- What do you count as 1D
- What do you count as interesting?
Technically, the simplest cellular automata are 1D. It's just the typical visualization, where you put time dimension (e.g. iteration count) in a second spacial dimension so you can see how the interesting patterns unfold.
The same thing is true for how Cantor dust typically is depicted, as well as for the Logistic map.
Just as well, however, you could think of the generic cellular automaton as a high-dimensional fractal of which each individually valued automaton (e.g. rules 30 or 110) are mere 1+1D slices of that.
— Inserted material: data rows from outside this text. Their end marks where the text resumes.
PR #4379, opened 2024-08-13
Umbra 2.2.19

haroldiedema:
# Umbra 2.2.19

## New Additions

- Added conditional visibility options to the Auxiliary Bar.
- Added a "Duty Recorder" indicator widget that shows a simple icon whenever the duty recorder is active. This widget is not interactable, and only exists to show the indication of the recorder being active, similar to how the mail indicator widget works.
- Added a "Text Size" options to most widgets. These allow you to configure the font sizes on individual widgets using a single label, or the double label displays respectively.
- Added a "Maximum text width" option to most widgets which allows text - and thus the widget - to grow up until a certain size, after which the text will get truncated and appended with an ellipsis symbol.

## Fixes & Improvements

- Fixed the World Name widget not honoring the "Hide on home world" option.
- Fixed the tooltip not working on the "Item Button" widget.
- Replace "Aufgaben" with "Inhalten" in German translations (By [Bloodsoul](https://github.com/Bloodsoul)).

### DIFF
--- a/stable/Umbra/manifest.toml
+++ b/stable/Umbra/manifest.toml
@@ -1,41 +1,23 @@
 [plugin]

Plotting the Mandelbrot set's real axis as a typical f(x) plot reveals some rarely explored patterns as well. They might not be all that interesting but they are there.
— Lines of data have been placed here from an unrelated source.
PR #4424, opened 2024-08-18
[Testing] Item Use 0.9.2.0

PunishedPineapple:
- Icons for coffer jobs have been moved into the item description.
- Added optional highlighting of the text "Crafting Material" and "[Suitable for display in aquariums tier X and higher.]" in item descriptions.
- The player's grand company is now determined automatically when displaying the GC icon.


PunishedPineapple:
Sorry for another non-trivial update to this so soon.  It should be the last time unless testing comes across any issues.

reiichi001 (approved):

PR #182, opened 2024-12-05
Update Admin Link template to align with Action Links

cameronbarker:
### Background

Admin Link's previously have used `title` as the text of the link. Going forward we've decided to align with action extensions which uses the extension `name` property as the text of the link.

### Checklist

### DIFF
--- a/admin-link/locales/fr.json.liquid
+++ b/admin-link/locales/fr.json.liquid
@@ -1,3 +1,3 @@
 {
-  "text": "link-extension"
+  "name": "Texte du lien d'extension"
 }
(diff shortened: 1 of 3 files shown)


admin-link/locales/fr.json.liquid
```diff
@@ -1,3 +1,3 @@
 {
-  "text": "link-extension"
+  "name": "link-extension"
```
vividviolet, line 2: Can we update these to a more realistic one? This will look super similar to the handle `admin-link` and isn't very helpful. How about `"Product details"`?

vividviolet (approved):

AaronSpringut (approved):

If you fold a long piece of paper alway in the same direction and then unfold it all the way, you get a fractal pattern of valley and, uh, hilltops? - if you map those to 0 and 1, what you have is essentially a discrete 1D fractal pattern. If you interpret those 0s and 1s as left and right turns of 90°, you'll end up with the 2D dragon-curve which, however, is only a line.
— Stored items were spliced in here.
PR #194, opened 2025-01-08
Update ui-extensions versions in templates

elanalynn:
### Background

We just released the [`2025.1.0`](https://www.npmjs.com/package/@shopify/ui-extensions) versions of `ui-extensions` and `ui-extensions-react`. This updates our templates to use the latest versions. 

### Solution

Update versions to latest

### Checklist

### DIFF
--- a/admin-action/package.json.liquid
+++ b/admin-action/package.json.liquid
@@ -6,8 +6,8 @@
   "license": "UNLICENSED",
   "dependencies": {
     "react": "^18.0.0",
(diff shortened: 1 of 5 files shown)


MitchLillie (approved):
Approved but we should also update print actions

elanalynn:
> Approved but we should also update print actions

@MitchLillie  I left those out intentionally, since we will be adding conditional rendering to print actions in the next few days, but I suppose that will be a different template.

Similarly, all space-filling curves at least on some level can be seen as 1D objects. Of course, those monster-curves were traditionally what first really challenged simple, discrete dimensionalities, so their case isn't so simple.
That being said, if you strictly only allow 1D-representations where you can't clarify what's going on by a "fake" (purely representational) second dimension, only so much can be done and most of it might not be all that interesting to look at.
Many things you'll try to keep in 2 or 3 dimensions, simply because those are the cases we can deal with most easily and efficiently.
1D structures tend to be way too wide and thin for our eyes to be read easily.
With 3D, things already start to obscure and only because we learned to live in a 3D world can we make a good amount of sense from such representations.
If you really shoot for representational clarity, you usually want to go 2D. It's as easily overviewable to us as 1D while putting information into a much more compact form without yet occluding anything like 3D would.